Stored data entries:
PR #542, opened 2021-08-03
Add support for skipping occurrence

SCdF:


code/multiple_cursors.py
```diff
@@ -24,6 +24,9 @@ def multi_cursor_select_fewer_occurrences():
     def multi_cursor_select_more_occurrences():
         """Adds cursor at next occurrence of selection"""
 
+    def multi_cursor_select_skip_occurrences():
```
pokey, line 27: I find this action name a bit confusing.  How about `multi_cursor_skip_occurrence` instead?

pokey (commented):
this looks good to me other than renaming action for clarity

code/multiple_cursors.py
SCdF: okey dokey

SCdF:
Function name change

pokey (approved):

ASSIGNMENT —
Exact copies of every record are required.

TASK SOLUTION —
PR #542, opened 2021-08-03
Add support for skipping occurrence

SCdF:


code/multiple_cursors.py
```diff
@@ -24,6 +24,9 @@ def multi_cursor_select_fewer_occurrences():
     def multi_cursor_select_more_occurrences():
         """Adds cursor at next occurrence of selection"""
 
+    def multi_cursor_select_skip_occurrences():
```
pokey, line 27: I find this action name a bit confusing.  How about `multi_cursor_skip_occurrence` instead?

pokey (commented):
this looks good to me other than renaming action for clarity

code/multiple_cursors.py
SCdF: okey dokey

SCdF:
Function name change

pokey (approved):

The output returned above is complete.